生活保護を「親族にバラされる」扶養照会の残酷

家族を壊し、「助けて」と言えなくする

冒頭の男性のように家族仲が扶養照会によって破壊されたケースも多数あり、「きょうだいに罵倒され、それ以来、音信不通」「仲がよかった親きょうだいと気まずくなり、疎遠になってしまった」「弟に怒られ、住所も教えてもらえなくなった」など、家族の助け合いを求める扶養照会が家族をバラバラにしている結果に心が痛む。

上記のほかにも「言いふらされた」「恥と言われ、縁を切られた」など、関係が切れるだけでなく、被保護者の尊厳までをもズタズタにするのが扶養照会だ。

生活困窮は罪なのだろうか?

扶養照会さえなければ、この国が好む「家族の絆」は損なわれずに済む場合も多いのだ。しかも、何度も声を大にして言っているが、扶養照会をして実際に援助ができる家族はほとんどおらず、全国平均でも1.45%、都市部では0%という自治体も珍しくない。

何十年も前に別れた娘に、今の自分の姿を知られたくないから生活保護は受けられないと言って、子どものころの娘の写真を大事に財布に入れている路上生活者。

生活保護を申請した老親の扶養照会を受け取り、親を助けられない自分は不甲斐ないと責めてしまう子ども。

扶養照会通知が届いた親族から怒鳴り込まれたり、ビリビリに引き裂かれた用紙を送り返された福祉事務所職員。

そこには、いろいろな立場の人による悲痛な言葉で体験談がつづられていた。

これらの結果を踏まえ、私たち「つくろい東京ファンド」は生活保護問題対策全国会議のメンバーとともに、2月8日に厚労省に運用の見直しを申入れをした。
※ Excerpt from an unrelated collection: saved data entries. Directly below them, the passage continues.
PR #1258, opened 2022-05-11
feat: allow users to opt-in to application log shipping via GuEc2App

jacobwinch:
## What does this change?

This PR helps users to configure application log shipping via the `GuEc2App` pattern (or one of its subclasses).

**By default, application logging is switched off.** This is because the majority of users of the pattern will be migrating (or have already migrated) an app which already ships application logs via some other means. We do not want to accidentally ship duplicate logs to ELK and we do not want to increase friction by forcing users to switch their approach to logging at the point of adoption.

The downside of this is that brand new applications will not automatically pick up this sensible default (i.e. they'll need to remember to opt-in via the pattern props).

I suggest that we update the default behaviour (via a breaking change) when a significant number of apps have started using `devx-logs`.

## How to test

Unit testing should be sufficient here. Once merged, I'll upgrade and slightly [simplify Amiable's `cdk` definition](https://github.com/guardian/amiable/blob/c7062e5fdc6ad0be3aa24ee3bb92289a93877f27/cdk/lib/amiable/amiable.ts#L56).

There's a little less effort involved in making the infrastructure changes required to ship application logs via `devx-logs`.

I think this is pretty low risk as it doesn't modify existing behaviour.

## Checklist

### DIFF
--- a/src/patterns/ec2-app/base.test.ts
+++ b/src/patterns/ec2-app/base.test.ts
@@ -653,6 +653,96 @@ describe("the GuEC2App pattern", function () {
     });
   });
 
+  it("can be configured with application logging", function () {
+    const stack = simpleGuStackForTesting({ env: { region: "eu-west-1" } });
+    const app = "test-gu-ec2-app";
+    new GuEc2App(stack, {
+      applicationPort: 3000,
+      access: { scope: AccessScope.PUBLIC },
+      app,
+      instanceType: InstanceType.of(InstanceClass.T4G, InstanceSize.MEDIUM),
+      certificateProps: {
+        domainName: "code-guardian.com",
+      },
+      scaling: {
+        minimumInstances: 1,
+      },
+      monitoringConfiguration: { noMonitoring: true },
+      userData: "",
+      applicationLogging: { enabled: true },
+    });
+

この申入れは多くのメディアが報道し、国会でも連日、議題に上ることになった。

山がジリジリと動き出す

2月26日付けに厚労省から事務連絡が出され、既存のルールに若干の修正が入った。しかし、これはあくまで微修正でしかなかったため、3月17日に2度目となる申入れを行う。このとき持参したインターネット署名は、2月8日の申し入れ時点で3万5806人分だったものが5万7478人分にも増えていた。

厚労省はホームページに、目立つように色のついた囲みをつけて以下のように記してある。

生活保護の申請は国民の権利です。生活保護を必要とする可能性はどなたにもあるものですので、ためらわずにご相談ください

生活保護が国民の「権利」であるのなら、申請する個人の意思が尊重されずに扶養照会が行われるのはおかしい。私たちはあくまで「被保護者の事前の承諾なしに扶養照会はしない」にこだわり、要望書を提出。生活保護問題対策全国会議の小久保哲郎弁護士が改善案を作成し、申入れ時に提出した。